= YOUR TASK =
Which lines of the records below contain the word "class"? Show each one.

* * *

PR #1098, opened 2018-02-15
Alias for `now()`

sagerman4:
- Carbon is absolutely the best way to use dates with PHP.
- As such, it is the authority.
- Authority can be daunting, to some.
- Carbon should lighten things up to avoid intimidation.
- Also, it is 16 years to the day since Super Troopers was released. So.

### DIFF
--- a/src/Carbon/Carbon.php
+++ b/src/Carbon/Carbon.php
@@ -344,6 +344,18 @@ class Carbon extends DateTime
     }
 
     /**
+     * Get a Carbon instance for the current date and time, for fun people.
+     *
+     * @param \DateTimeZone|string|null $tz
+     *
+     * @return static
+     */
+    public static function meow($tz = null)
+    {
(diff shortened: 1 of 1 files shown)


kylekatarnls:
Hi,

It make no sense if you don't create a SuperTrooper that extends the Carbon class, there `SuperTrooper::meow()` would make sense.

Then, each new method requires unit tests and documentation.

Then my personal opinion about this would be: we have more than 200 methods, I still have many of them to document, we have really enough work to do without starting to add new aliases. So I vote for: no merge because I have no sense of humour. You know, I'm the wowser of the team.

briannesbitt:
Sorry but I have to agree.  Thanks for the contribution though.

sagerman4:
I completely understand. This implementation would have made much more sense had I aliased Carbon as Farva.

That's on me, guys. 

Thanks for the consideration!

* * *

= OUTPUT FOR THIS TASK =
@@ -344,6 +344,18 @@ class Carbon extends DateTime
It make no sense if you don't create a SuperTrooper that extends the Carbon class, there `SuperTrooper::meow()` would make sense.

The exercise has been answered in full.